Dopo una breve e infelice storia con Prosper Mérimée, ebbe una relazione appassionata e tempestosa con *Alfred de Musset* (1810-1857) che le scrisse di essersi innamorato di lei dopo la lettura di Lelia. Partirono per l’Italia ma George si ammalò e a Venezia, mentre veniva curata dal giovane medico *Pietro Pagello*, de Musset si svagava con sartine e prostitute. Toccò anche a de Musset contrarre il tifo, malattia grave per l’epoca, e mentre il giovane medico lo curava, divenne amante della Sand. Capita la situazione, de Musset, tornò in Francia e George si dedicò a nuovi romanzi, _Leoni Leoni, André, Le secrétaire intime, Jacques, Lettres d’un voyageur_. Al dott. Pagello, che divenne un posato padre di famiglia, rimase la lusinghiera fama di essere stato uno degli amanti della scrittrice. Del rapporto con de Musset rimane il romanzo _Elle et lui_. Nel 1836 si legherà con l’avvocato *Michel de Bourges *che l’assisteva nel divorzio dal barone Dudevant. Ma l’avvocato era sposato e non intendeva abbandonare la sua famiglia. Geroge Sand si consolò con diversi, brevi amori finché conobbe il famoso musicista *Frédéric Chopin* ( 1810-1849) già malato di tubercolosi e reduce dalla rottura del fidanzamento con la ricca ereditiera *Maria Wodzinska*. La Sand confessa di aver avuto per il musicista “_una sorta di adorazione materna_”.
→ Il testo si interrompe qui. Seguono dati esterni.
PR #5352, opened 2024-10-04
Introduce custom reports to Data map

gilluminate:
Closes PROD-2680

### Description Of Changes

Allow customers to save custom reporting templates. Saved reports are accessible in reporting views with specific filter/grouping/column setting applied. Reports are accessible to everyone in an org/workspace.

The Data map report can be broken down to these various states:

* Group By
* Filters
* Column Ordering
* Column Visibility
* Column Sizing
* Column Expand/Collapse (view more applied)
* Column Wrap Results

All 7 should persist across sessions (local storage) for when the user reloads their page or returns to the app later.

The saved report should **exclude** _Column Sizing_, _Column Expand/Collapse_, and _Column Wrap Results_.

### Code Changes

* Refactor `DatamapReportTable` component, breaking it up into multiple files for better maintainability
* New `CustomReportsTemplate` custom popover component with ability to create, load, apply, and delete custom reports
* New datamap react context/provider to more easily maintain and access data stored in local storage
* Pass `report_id` to endpoint for downloading reports for backend support
* Cypress tests

### Steps to Confirm

* Log in to Admin UI > Data map report (eg. http://localhost:3000/reporting/datamap)
* Adjust some of the options:
  * Group by Data Use
  * Reorder columns
  * Hide a column or two
  * Apply a filter
* Reload the page (all settings should remain applied)
* Open the Reports popover
* Create a new report by giving it a name
* Log in to Admin UI > Data map report in an Incognito window where none of the customization has been applied.
* Open the Reports popover
* Select the newly created report and click Apply
* All of the customization should now be applied to the table
* The popover trigger button should be renamed to the selected report (with ellipsis if it's long)
* Verify that each selection is reflected in the various menus
* Make a different change (eg. hide another column)
* The applied report is no longer active, the popover trigger button should be named Reports again, when opened there should be no filter applied
* Select the report again and click reset (selection should be cleared)
* Select the report again and click outside of the popover
* Report should be applied even without clicking the Apply button
* Open the popover again and attempt to create a new report
* Give the report the "exact" same name as before
* You should see an error disallowing duplicate names
* Change the name and save a new report
* Now click the trash icon next to one of the saved reports
* You should see a dialog confirming
* Canceling the dialog should close the modal without deleting
* Continue button should close the modal and delete the report from the list
* Apply a report again
* Resizing columns, expanding/collapsing columns, and wrapping columns should **not** reset the applied report and should not have any bearing on the report itself (doesn't get saved with the report) but reloading the page should retain these settings for the current user only.

### Pre-Merge Checklist

* [x] Update `CHANGELOG.md`


clients/admin-ui/src/features/common/custom-reports/CustomReportCreationModal.tsx
```diff
@@ -0,0 +1,142 @@
+import {
+  Button,
```
jpople, line 2: Can we use AntButton here?

clients/admin-ui/src/features/common/custom-reports/CustomReportTemplates.tsx
```diff
@@ -0,0 +1,426 @@
+import {
+  Button,
```
jpople, line 2: Also update to AntButton here.

jpople (approved):
:100:

PR #5383, opened 2024-10-15
FIX: separate urn with non-nested-pattern for now

gilluminate:
Closes HJ-36

### Description Of Changes

This is a bit of a bandaid fix to handle nested fields on the frontend. We are specifying something other than `.` used in nested field names for the URN so that we can distinguish those. More robust fixes are happening on both the BE and FE in separate tickets.

### Code Changes

* Specify a non-period separator for FE logic
* Apply some best practices to the Edit drawer and Breadcrumbs to avoid race conditions during E2E testing and for optimization in general.

### Steps to Confirm

* In Fides Plus Admin UI, visit the Manage datasets page (eg. http://localhost:3000/dataset)
* **If the dataset `example_dataset_issue_hj36` exists**
1. Click it
2. Click `example_table`
3. Ensure that you can still add/remove Categories from the "Can save data category changes" fields.
4. Click through to the nested field `example_nested_field`
5. The field `example_failure_nested_field.1` with description "Fail to save data category changes on nested field with '.' in name" should now be able to add/remove categories.
6. Click "edit" on the same `example_failure_nested_field.1` row and make sure you can still "Save"
* **If the dataset `example_dataset_issue_hj36` does not exist**
1. Click "+ Add Dataset" button
2. Click "Upload a Dataset YML"
3. Paste the following into the editor:
```
- fides_key: example_dataset_issue_hj36
  organization_fides_key: default_organization
  tags: null
  name: example_dataset_issue_hj36
  description: Minimal dataset reproducing issue (HJ-36)
  meta: null
  data_categories: null
  fides_meta: null
  collections:
    - name: example_table
      description: null
      data_categories: null
      fields:
        - name: example_nested_field
          description: null
          data_categories: null
          fides_meta: null
          fields:
            - name: example_success_nested_field
              description: Can save data category changes on nested field
              data_categories:
                - user.device
              fides_meta: null
              fields: []
            - name: example_failure_nested_field.1
              description: >-
                Fail to save data category changes on nested field with '.' in
                name
              data_categories:
                - user.location
                - system
              fides_meta: null
              fields: []
        - name: example_success_field
          description: Can save data category changes
          data_categories:
            - user.device
          fides_meta: null
          fields: null
        - name: example_success_field.1
          description: Can save data category changes
          data_categories:
            - user.device
          fides_meta: null
          fields: null
      fides_meta: null
```
4. Click "Create dataset" button
5. Proceed to follow steps 1-6 above for the `example_dataset_issue_hj36` dataset

### Pre-Merge Checklist

* [x] Update `CHANGELOG.md`

### DIFF
--- a/clients/admin-ui/src/features/dataset/EditCollectionDrawer.tsx
+++ b/clients/admin-ui/src/features/dataset/EditCollectionDrawer.tsx
@@ -1,5 +1,6 @@
 import { errorToastParams, successToastParams } from "common/toast";
 import { ConfirmationModal, Text, useDisclosure, useToast } from "fidesui";
+import { useMemo } from "react";
 
 import EditDrawer, {
   EditDrawerFooter,
@@ -19,8 +20,8 @@ import {
 const DESCRIPTION =
   "Collections are an array of objects that describe the Dataset's collections. Provide additional context to this collection by filling out the fields below.";
 interface Props {
-  dataset?: Dataset;
-  collection?: DatasetCollection;
+  dataset: Dataset;
+  collection: DatasetCollection;
   isOpen: boolean;
   onClose: () => void;
 }
@@ -30,7 +31,11 @@ const EditCollectionDrawer = ({
   isOpen,
   onClose,
 }: Props) => {
-  const collectionIndex = dataset?.collections.indexOf(collection!);
+  const collectionIndex = useMemo(
+    () => dataset?.collections.indexOf(collection),
+    // eslint-disable-next-line react-hooks/exhaustive-deps
+    [],
+  );
   const [updateDataset] = useUpdateDatasetMutation();
   const toast = useToast();
   const {
@@ -42,7 +47,7 @@ const EditCollectionDrawer = ({
   const handleSubmit = async (
     values: Pick<DatasetCollection, "description" | "data_categories">,
   ) => {
-    const updatedCollection = { ...collection!, ...values };
+    const updatedCollection = { ...collection, ...values };
     const updatedDataset = getUpdatedDatasetFromCollection(
       dataset!,
       updatedCollection,
@@ -92,7 +97,7 @@ const EditCollectionDrawer = ({
         }
       >
         <EditCollectionOrFieldForm
-          values={collection!}
+          values={collection}
           onSubmit={handleSubmit}
           dataType="collection"
           showDataCategories={false}
--- a/clients/admin-ui/src/features/dataset/constants.ts
+++ b/clients/admin-ui/src/features/dataset/constants.ts
@@ -29,3 +29,5 @@ export const FIELD = {
       "Arrays of Data Category resources, identified by fides_key, that apply to this field.",
   },
 };
+
+export const URN_SEPARATOR = "/";
--- a/clients/admin-ui/src/pages/dataset/[datasetId]/[collectionName]/[subfieldUrn].tsx
+++ b/clients/admin-ui/src/pages/dataset/[datasetId]/[collectionName]/[subfieldUrn].tsx
@@ -46,6 +46,7 @@ import {
   useGetDatasetByKeyQuery,
   useUpdateDatasetMutation,
 } from "~/features/dataset";
+import { URN_SEPARATOR } from "~/features/dataset/constants";
 import DatasetBreadcrumbs from "~/features/dataset/DatasetBreadcrumbs";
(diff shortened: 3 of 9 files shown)


clients/admin-ui/src/features/dataset/EditCollectionDrawer.tsx
```diff
@@ -30,7 +31,11 @@ const EditCollectionDrawer = ({
   isOpen,
   onClose,
 }: Props) => {
-  const collectionIndex = dataset?.collections.indexOf(collection!);
+  const collectionIndex = useMemo(
+    () => dataset?.collections.indexOf(collection),
+    // eslint-disable-next-line react-hooks/exhaustive-deps
```
lucanovera, line 36: i'm curious, did it cause an issue trying to add the deps?

clients/admin-ui/src/features/dataset/constants.ts
```diff
@@ -29,3 +29,5 @@ export const FIELD = {
       "Arrays of Data Category resources, identified by fides_key, that apply to this field.",
   },
 };
+
+export const URN_SEPARATOR = "/";
```
lucanovera, line 33: Nice quick solution changing the separator to something different. 
Although this makes me wonder, could we expect to have "/" as a part of the name too? 😂 

Anyways, we shouldn't have accepted dots as part of the name either, and kirk is working on a fix for that.

clients/admin-ui/src/pages/dataset/[datasetId]/[collectionName]/[subfieldUrn].tsx
```diff
@@ -260,46 +261,48 @@ const FieldsDetailPage: NextPage = () => {
     DatasetField | undefined
   >();
 
+  const breadcrumbs = useMemo(() => {
```
Comment (lucanovera) [inline clients/admin-ui/src/pages/dataset/[datasetId]/[collectionName]/[subfieldUrn].tsx:264]: Good optimization!

clients/admin-ui/src/pages/dataset/[datasetId]/index.tsx
```diff
@@ -174,12 +176,14 @@ const DatasetDetailPage: NextPage = () => {
         </Box>
       )}
 
-      <EditCollectionDrawer
-        dataset={dataset!}
-        collection={selectedCollectionForEditing}
-        isOpen={isEditingCollection}
-        onClose={() => setIsEditingCollection(false)}
-      />
+      {dataset && selectedCollectionForEditing && (
```
Comment (lucanovera) [inline clients/admin-ui/src/pages/dataset/[datasetId]/index.tsx:179]: Nice, avoiding needing to use the ! or handling undefined values further down.

lucanovera (approved):
I reproduced the issue and confirmed that it's fix in this branch. The code looks good. left a minor question below. approved!

lucanovera:
@gilluminate While testing I found another bug that would be very easy to fix, can we include it here?

The bug is that in the table view if you try to add a category by adding the plus icon, it will navigate down to the nested field level.

In src/pages/dataset/[datasetId]/[collectionName]/index.tsx the data categories column is missing this option:
`meta: {
          disableRowClick: true,
        },`
        
It won't cause an issue here src/pages/dataset/[datasetId]/[collectionName]/[subfieldUrn].tsx but we could add it for consistency too.

clients/admin-ui/src/features/dataset/EditCollectionDrawer.tsx
gilluminate: This was causing a test to fail and I believe it's because the supplied collection was no longer matching anything in the dataset. Since we're now requiring both dataset and collection to be available from the start, we want to snag this index and then stop worrying about it once either gets updated. Including the dependencies recreates the problem.

clients/admin-ui/src/features/dataset/constants.ts
gilluminate: Yes, it's party why I made this a constant we can update. We can come back and tweak if it's still a problem for other data.

clients/admin-ui/src/pages/dataset/[datasetId]/index.tsx
Comment (gilluminate) [reply clients/admin-ui/src/pages/dataset/[datasetId]/index.tsx:179]: IMO we should avoid `!` always. It's usually an indication for a potential bug, as was the case here.

clients/admin-ui/src/features/dataset/EditCollectionDrawer.tsx
gilluminate: I think if I were to rewrite this, I'd pass in the `index` rather than the `collection` but this seemed like the less risky fix.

Chopin, non si trovava a suo agio con gli amici frequentati dalla Sand, quasi tutti *repubblicani* e *socialisti*. La salute delicata, la malcelata attrazione di Chopin per la giovane e bella figlia di George, Solange e i difficili rapporti con l’altro figlio Maurice, contribuirono a porre fine alla relazione. La Sand rivide per l’ultima volta il musicista nel marzo del 1848: “_Strinsi la sua mano tremante, ghiacciata. Volevo parlargli, lui scappò via_”. Le lettere che i due amanti si scambiarono, furono distrutte da George Sand. Le sue idee politiche furono influenzate soprattutto da *Pierre Leroux *che la orientò decisamente verso il socialismo umanitario. Assieme al figlio Maurice, all’epoca *sindaco di Nohant*, appoggiò la Rivoluzione parigina del febbraio 1848. Ma quando fu avanzata la sua candidatura all’Assemblea nazionale costituente, la Sand rifiutò: “_Le signorine socialiste hanno torto se si mettono in prima persona nel movimento. Non si contesta loro il diritto di leggere, di pensare, di riflettere e di scrivere, ma qualunque sarà il futuro, i nostri usi e costumi non consentono che le donne tengano discorsi davanti agli uomini e lascino i bambini per accapigliarsi nei club”. _La sua valutazione era, evidentemente, rivolta alle donne sposate in quanto, proprio con il matrimonio le donne venivano a *cadere sotto la dipendenza del marito* e pertanto_ “è assolutamente impossibile che presentino garanzie d’indipendenza politica_”.
 G.Sand nel 1864

Per realizzarla bisognerebbe “_ridare alla donna i diritti civili che solo il matrimonio le sottrae, che il celibato solo le conserva_”. Le elezioni segnarono il successo delle forze moderate e lei commentò: “_Credo che si chiedesse al popolo più di quanto esso potesse dare. C’è tanto pericolo nel voler far marciare una nazione troppo rapidamente sulla via del progresso, quanto ce n’è nel volerlo far arretrare. Il popolo è più saggio dei suoi governanti_”. In realtà le sue idee erano mutate e, senza avvedersene, adeguò al *conformismo* che fu una caratteristica del Secondo Impero. L’unica presa di posizione fu l’attacco portato dalla Sand al potere pontificio che, secondo lei, attentava alle libertà individuali. Su questa linea pubblicò i romanzi _Daniella_ nel 1857, _Mademoiselle La Quintinie_ nel 1863, _Le Marquis de Villemer_. La chiesa reagì mettendo all’indice tutte le sue opere.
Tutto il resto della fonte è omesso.